Key Responsibilities
- Multimodal Data Pipelines: Architect highly efficient, scalable pipelines to ingest, decode, and synchronously process thousands of hours of high-resolution egocentric video alongside rich sensor streams (IMUs, force-torque sensors, tactile pads, and joint proprioception).
- Force Analysis & Hidden State Inference: Develop sophisticated post-processing algorithms to analyze force interactions and infer unobservable or missing states from raw data.
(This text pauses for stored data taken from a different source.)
PR #3798, opened 2026-06-18
[MI450]tune Dsv4 config for gemm_a8w8_blockscale

Dewei-Wang-sh:


k50112113:
just a quick question, is 4096 8192 the only shape you have tunned? or are you planning to tune more shapes?

valarLip (approved):

PR #3802, opened 2026-06-18
[fea]: gfx1250 allreduce poc

TennyWang1223:
## Motivation

allreduce poc for gfx1250

## Technical Details

naive impl, no perf optimize

## Test Plan

run test script with tp4 and tp2

## Test Result

passed

## Submission Checklist


zufayu:
@TennyWang1223 `Check Code Style with Ruff` is failing, which is blocking all downstream CI from running. Please fix the ruff errors locally (`ruff check --fix && ruff format`) and push — that will unblock the full CI run.

zufayu (commented):
**Overall the direction is good and the dispatch part is clean** (`_detect_gfx1250` centralized via `gcnArchName`, `_select_ops_backend` switch, `world_size > 4` guard, and the gfx1250-skip in `communication.py` has a clear comment). But this PR is not ready to merge yet. **Verdict: NEEDS WORK.**

**Must fix before merge:**

1. **Please split the global JIT file-lock change into a separate PR.** The `FileBaton` rewrite + `mp_lock` (`core.py`) + `_jit_compile` (`cpp_extension.py`) change the concurrent JIT build behavior of **all ops on all archs**. This should not ride together with a gfx1250 allreduce POC and get merged without independent review. Two hardening points while you split it out:
   - `try_acquire()` silently does `pass` when `os.write` fails → leaves a 0-byte lock; a live builder can then be judged "stale" after the grace window. Better to fail loudly than swallow the write error.
   - `release()` calls `os.remove(lock_file_path)` unconditionally. If the lock was already broken as stale and re-acquired by another process, this removes someone else's lock. Better to verify we still own it before removing.
   - (Also note: pid-based stale check can false-negative on pid reuse. It is still better than the old deadlock-always behavior, so not blocking, just be aware.)

2. **Add correctness validation for the allreduce.** Test Result only says "passed" — not enough for a collective that produces numeric output, because a wrong result is silent (no crash, just accuracy drop). Please add an `allclose` / element-wise compare against RCCL or the existing `custom_all_reduce`, on tp2 and tp4.

3. **Rebase.** PR is `CONFLICTING` now, cannot be merged as-is.

**Can follow up (not blocking merge):**

4. All 14 gfx1250 ops use `@compile_ops(..., develop=True)`. OK for POC, but it bypasses the JIT cache (recompile on every cold start) — please remove before this enters a release branch.

5. `module_custom_all_reduce` is removed from `_get_ck_exclude_modules()`. Its config does not reference CK, so if `custom_all_reduce.cu` has no `ck_tile::` include the removal is correct — please just confirm gfx942/gfx950 CK-free build still works.

6. CUDA graph is not supported on gfx1250 (you already have a warning + TODO, good). Please open a follow-up issue so it is tracked and not silently forgotten.

**Minor:**

7. The cross-rank signal barrier in `custom_all_reduce_gfx1250.cuh` uses `__MEMORY_SCOPE_DEVICE`. For cross-GPU visibility over XGMI/PCIe, please confirm device scope is sufficient here vs system scope.

Thanks for the work — the core approach is fine, main ask is just to **unbundle the JIT lock change** and **add a numeric correctness check** before we merge.

TennyWang1223:
another branch has already merged into main

PR #3805, opened 2026-06-18
fix(fmoe tune): dedup fused/non-fused stage1 separately 

rbrugaro-amd:
## Problem
FmoeTuner.post_process under-selects fused (_fp4/_fp8) stage-1 kernels for a4w4/a8w4 MoE, shipping CK/non-fused configs even when fusion is faster on a fair basis.

## Root cause
Selection runs in two passes:

Dedup to the best candidate per (stage, block_m, flat) by raw us.
Quant-fairness penalty: the separately-benchmarked dynamic_mxfp4_quant+sort cost is added to the us1 of every non-_fp4/_fp8 stage-1 (fused kernels embed quant+sort in the epilogue, so it's already in their us1).
A fused stage-1 does that extra quant work in-kernel, so its raw us is slightly higher than an equivalent non-fused kernel at the same block_m. Since both share the dedup key, the fused candidate is evicted in pass 1 — before the pass-2 penalty (which would make it win) is ever applied. The fused kernel is no longer in the pool when idxmin(us1+us2) runs.

## Fix
Add an _is_fused flag (kernelName endswith _fp4/_fp8) to the dedup key so the best fused and best non-fused per (stage, block_m, flat) both survive into the penalty + final selection. Helper column dropped immediately; downstream merge/columns unchanged. No effect on shapes without fused candidates.

## Validation
DeepSeek-R1 MXFP4 shared-expert-fusion shape (expert=33, topk=9, 7168/2048): re-tuning flips the ≥2048 token tiers from CK to fused flydsl stage-1. A cuda-graph BS=256 decode bench shows ~6% lower latency / higher throughput vs the CK selection 

## Risk
Low — pure selection-logic change in the offline tuner; no kernel/runtime changes. Shapes with only non-fused candidates are unaffected.


okorzh-amd:
@valarLip could you please review this PR?

rbrugaro-amd:
Rebased onto latest main and re-tuned the DeepSeek-R1 MXFP4 shared-fusion shape (expert=33, topk=9, 7168/2048, per_1x32) to confirm the selection change still behaves. The ≥2048 tiers still flip CK → fused flydsl stage1 with this patch; reverting just the _is_fused dedup key sends 2048 back to a CK 2-stage kernel (the fused candidate is present in the profile but evicted in the pre-penalty dedup — the exact issue this PR fixes).
Checked the new selection/backends landed since I opened this don't interact with this path:
 - The FLAT-vs-non-FLAT head-to-head (_us_total) is gated if q_type != per_1x128: raise inside the try/except, so it's a no-op for per_1x32 fp4 — the shape this PR targets.
- RadeonFlow MXFP4 a4w4 (#3832) isn't wired into FmoeTuner candidate generation, and Opus stage2 (#3856) is a8w4/i4x2-gated — neither adds candidates for this fp4 shape.
So for the affected shape the post-merge selection reduces to dedup(+_is_fused) → quant-fairness penalty → idxmin, same as when this was first validated.

lalala-sh (commented):
Please simplify the code comments.

lalala-sh (approved):
LGTM

csrc/ck_gemm_moe_2stages_codegen/gemm_moe_tune.py
```diff
@@ -4090,8 +4090,21 @@ def post_process(self, results, args, topk=-1, fast_mode=False):
                 & (profileDF["us"] != -1)
                 & (profileDF["err"] <= args.errRatio)
             ]
-            profileDF = profileDF.sort_values("us").drop_duplicates(
-                ["stage", "block_m", "flat"], keep="first"
+            # Fused (_fp4/_fp8) stage1 kernels embed the inter-stage quant+sort;
```
lalala-sh: Please simplify the code comments. Thx

lalala-sh (changes requested):

csrc/ck_gemm_moe_2stages_codegen/gemm_moe_tune.py
rbrugaro-amd: done

rbrugaro-amd:
@lalala-sh addressed your feedback

lalala-sh (approved):

rbrugaro-amd:
@lalala-sh @ROCm/team_aiter test passed and is approved, can we merge please?

lalala-sh:
> @lalala-sh @ROCm/team_aiter test passed and is approved, can we merge please?

Done, thanks for your contribution.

This includes calibrating and cleaning direct force-aware data collections, estimating contact forces from object deformation, tracking occluded objects during complex manipulation, or applying inverse kinematics to fill in missing joint trajectories.
- Kinematic Retargeting & Alignment: Develop algorithms to translate 3D human hand tracking, wrist motion, and pose estimation into the specific 6DoF/joint-space coordinates of our humanoid's end-effectors, relying on sensor fusion to ensure absolute precision.
- Advanced Data Augmentation: Implement robust data augmentation strategies (spatial transformations, temporal scaling, synthetic viewpoints, and sensor noise injection) to expand expert trajectories and improve the robustness of our learning models.
- Teleoperation Synchronization: Work closely with the Hardware Teleoperation Team (UMI & Console operators) to perfectly align human-robot play-data (haptics, force profiles, video, audio, telemetry) with large-scale pre-training datasets.
Required Qualifications
- Education: B.S., M.S., or Ph.D. in Computer Science, Data Engineering, Machine Learning, Robotics, or a related field.
- Programming & ML Frameworks: Deep expertise in Python and extensive experience with PyTorch, specifically in handling custom dataloaders for multimodal datasets.
- Force & Time-Series Data Processing: Experience analyzing and processing complex time-series data from force-torque (F/T) sensors, load cells, or tactile arrays, ensuring pristine alignment with visual frames.
- Video Processing Expertise: Mastery of video processing pipelines and libraries (OpenCV, FFmpeg, Decord) and managing the I/O bottlenecks of terabyte-scale video datasets.
- Computer Vision / Pose Estimation: Hands-on experience with 3D hand tracking, human pose estimation (e.g., MediaPipe), and spatial geometry calculations.
- Embodied AI Familiarity: Strong understanding of modern imitation learning paradigms, VLA architectures, and frameworks focused on human-to-robot transfer (e.g., EgoScale, EgoMimic, or OpenVLA).
- Data Augmentation: Proven ability to implement programmatic and generative data augmentation techniques for computer vision and time-series data.
Bonus Skills
- Experience with NVIDIA's robotic software stack (Isaac, Cosmos, or components of the GR00T framework).
- Familiarity with distributed data processing systems (Ray, Apache Spark) for cluster computing.
- Background in generating or utilizing synthetic robotic data via simulation (Omniverse, MuJoCo).
- Experience integrating spatial awareness or tactile data representations (e.g., Fourier encoding) into visual pipelines.
Why join Persona AI?
- You'll shape technology that's redefining the possibilities of robotics and human interaction.
- Work alongside passionate teammates who value diversity, creativity, and continuous learning.
- Enjoy full access to advanced prototyping tools, labs, and the freedom to experiment and innovate.
- We offer competitive compensation, excellent benefits, flexible work environment, and equity opportunities.